Department of Cellular and Unit of Gastroenterology Research Molecular Physiology, Institute of Translational Medicine, University of Liverpool, Liverpool, UK.
Department of Gastroenterology, Royal Liverpool and Broadgreen University Hospital Trust, Liverpool, UK.
Department of Gastroenterology, Royal Liverpool and Broadgreen University Hospital Trust, Liverpool, UK.



In the UK, the majority of diagnostic upper gastrointestinal (UGI) endoscopies are a result of direct-to-test referral from the primary care physician. The diagnostic yield of these tests is relatively low, and the burden high on endoscopy services. Dual-focus magnification, high-definition endoscopy is expected to improve detection and classification of UGI mucosal lesions and also help minimize biopsies by allowing better targeting.


This is a retrospective study of patients attending for direct-to-test UGI endoscopy from January 2015 to June 2015. The primary outcome of interest was the identification of significant pathology. Detection of significant pathology was modelled using logistic regression.

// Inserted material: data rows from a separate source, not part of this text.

PR #898, opened 2026-08-04
Rebuild the eval run detail page: minimal, collapsed by default, report-style rendering

yochze:
## Summary

Rebuilds `/evals/runs/[id]` as a compact, minimal page (net **−427 lines**):

- **All cases collapsed by default** in one flat list — status icon, case name, passed/total, duration, chevron. No cards, no auto-expand.
- **Report-style conversation** when a case is expanded, in miniature: the prompt as a user bubble, thinking as a clamped gray line (click to expand), tool calls as one-line summaries, and assistant answers rendered through `MarkdownRender` — the raw `Started / Update · status=...` event log is gone.
- Conversation content is rebuilt from `/api/tests/runs/{id}/status` completions (the same data the report page renders) and refreshed on a debounce while SSE events stream in; result/run statuses still update event-by-event, so the page stays live during a run.
- **Checks** render as minimal icon rows with one secondary line (judge reasoning, failure message, or observed value) instead of boxed rule cards.
- Header collapses to title + status pill and a single meta line (suite · trigger · duration · build · passed/total); the compare strip slims to one bordered row; model, data sources, and the report link move to a quiet footer inside each expanded case.

## Test plan

Verified live in a sandbox with Playwright against real agent runs:
- Completed multi-case run: collapsed by default; expanded cases show markdown answers, tool summaries, judge reasoning, compare strip.
- Live run: queued icon → streaming conversation appears via debounced refresh → terminal state with checks and Success pill; Stop button present while in progress.
- No console errors or 4xx responses on the page.

https://claude.ai/code/session_01NzQNWrPst16picgPA6ysC6

---
_Generated by [Claude Code](https://claude.ai/code/session_01NzQNWrPst16picgPA6ysC6)_


yochze:
CI status: `playwright-tests` is red on an external blocker, not this diff.

`onboarding-wizard.spec.ts › step 2: configure OpenAI LLM provider` performs a **live "Test Connection" against OpenAI** using the `OPENAI_API_KEY_TEST` secret. That call currently fails (the same account returns `429 insufficient_quota / credit_balance_exhausted` in-app), so "successfully connected" never appears, the spec fails after 3 attempts, and the remaining 61 Playwright tests are aborted. It fails identically on multiple commits of this branch, including ones whose diff is a single Vue file.

No code change here can fix it — it needs credits added to (or rotation of) the `OPENAI_API_KEY_TEST` account. Once that's done, re-running the workflow should go green. The earlier `e2e-tests` failure (`test_connection_get_tables`) is a separate pre-existing flake: the test asserts discovered tables immediately after `/refresh` returns, but refresh only *starts* a background indexing job — a poll-until-indexed loop in the test would fix it.

---

PR #833, opened 2017-11-19
[Frost Mage] Update to new Cast Efficiency

Sharrq:
Updated to new Cast Efficiency & Removed Icy Veins/Frozen orb Suggestions


Sharrq:
Yes, that is what i was going for. I wanted to reduce it to default.

If it turns out to be too low, i can raise it again later, but 95% is a bit much.

kfinch:
Neato

PR #834, opened 2017-11-19
[core] Added support for multiple spellIds to abilities

kfinch:
Abilities can now define 'additionalSpells', to be used associating multiple cast Ids that share a cooldown, or to associate a buff Id with a differing cast Id.

Used this to add Grimoire of Service to cast efficiency, rather than needing custom module.


kfinch:
@sMteX I believe this mostly obsoletes the Grimoire of Service cast effic module, you can see in Files Changed what I've done. The custom cast effic thresholds were copied from your module, if you'd prefer to fallback on defaults let me know.

grimoire

src/Parser/Core/Modules/Abilities.js
```diff
@@ -29,6 +29,7 @@ class Abilities extends Analyzer {
      * Available properties:
      *
      * required spell {object} The spell definition with { id, name and icon }
+     * optional additionalSpells {array} An array of additional spell definitions with { id, name and icon }. Can be used if an ability has multiple cast IDs, or to associate a buff ID with a cast ID. The 'spell' field is still required even if you define this, as the spell field is used for the user facing display of the ability.
```
MartijnHols: I think instead of adding another property, spell should also allow for an array to be passed to make usage simpler.

kfinch: I know it looks awkward, but I did it this way for two reasons:
1) Makes it possible to specify the 'main' spell when showing user facing elements. See in the image above the suggestion is about Grimoire of Service because that's the one in the 'spell' field.
2) Easier on dev, don't have to check type of spell every time I use it.

Looking at usage of ABILITIES, it's not currently touched from that many places, so I could change it. I guess I'd specify the 'main' spell by whichever is first in the array?

MartijnHols: I'd rather have spell be of type `object|arrayOf(object)` with a second property indicating which is main, than have spell mean two things and having a second property for extending it if you get what I mean.

Selecting first would make sense I think. I can't think of a situation where the main spell can't be first.

kfinch: Technically the spell field doesnt mean two things, because it counts as one of the IDs to be tracked even if additionalSpells is defined. 

But ok ok, I'll change it.

kfinch:
Changed it as requested. I think it made the code uglier, but it does appear to work.

src/Parser/Core/Modules/SpellHistory.js
```diff
@@ -27,11 +27,20 @@ class SpellHistory extends Analyzer {
       // We're only interested in abilities in Abilities since that's the only place we'll show the spell history, besides we only really want to track *casts* and the best source of info for that is Abilities.
       return null;
     }
-    if (!this.historyBySpellId[spellId]) {
-      this.historyBySpellId[spellId] = [];
+
+    let mainSpellId;
+    if(Array.isArray(ability.spell)) {
```
MartijnHols: same

src/Parser/Core/Modules/Abilities.js
```diff
@@ -121,10 +121,16 @@ class Abilities extends Analyzer {
    */
   getAbility(spellId) {
     return this.constructor.ABILITIES.find(ability => {
-      if (ability.spell.id === spellId) {
-        return !ability.isActive || ability.isActive(this.combatants.selected);
+      if (Array.isArray(ability.spell)) {
```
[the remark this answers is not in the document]
kfinch: Oh, sure

src/Parser/Core/Modules/SpellHistory.js
kfinch: yaya

kfinch:
done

500 procedures were included. The mean age of patients was 61.5 (±15.6) years; 60.8% of patients were female. Ninety-four gastroscopies were performed using dual-focus magnification high-definition endoscopy. Increasing age, male gender, type of endoscope, and type of operator were all identified as significant factors influencing the odds of detecting significant mucosal pathology. Use of dual-focus magnification, high-definition endoscopy was associated with an odds ratio of 1.87 (95%CI 1.11-3.12) favouring the detection of significant pathology. Subsequent analysis suggested that the increased detection of pathology during dual-focus magnification, high-definition endoscopy also influenced patient follow-up and led to a 3.0 fold (p=0.04) increase in the proportion of patients entered into an UGI endoscopic surveillance program.


Dual-focus magnification, high-definition endoscopy improved the diagnostic yield for significant mucosal pathology in patients referred for direct-to-test endoscopy. If this finding is recapitulated elsewhere it will have substantial impact on the provision of UGI endoscopic services.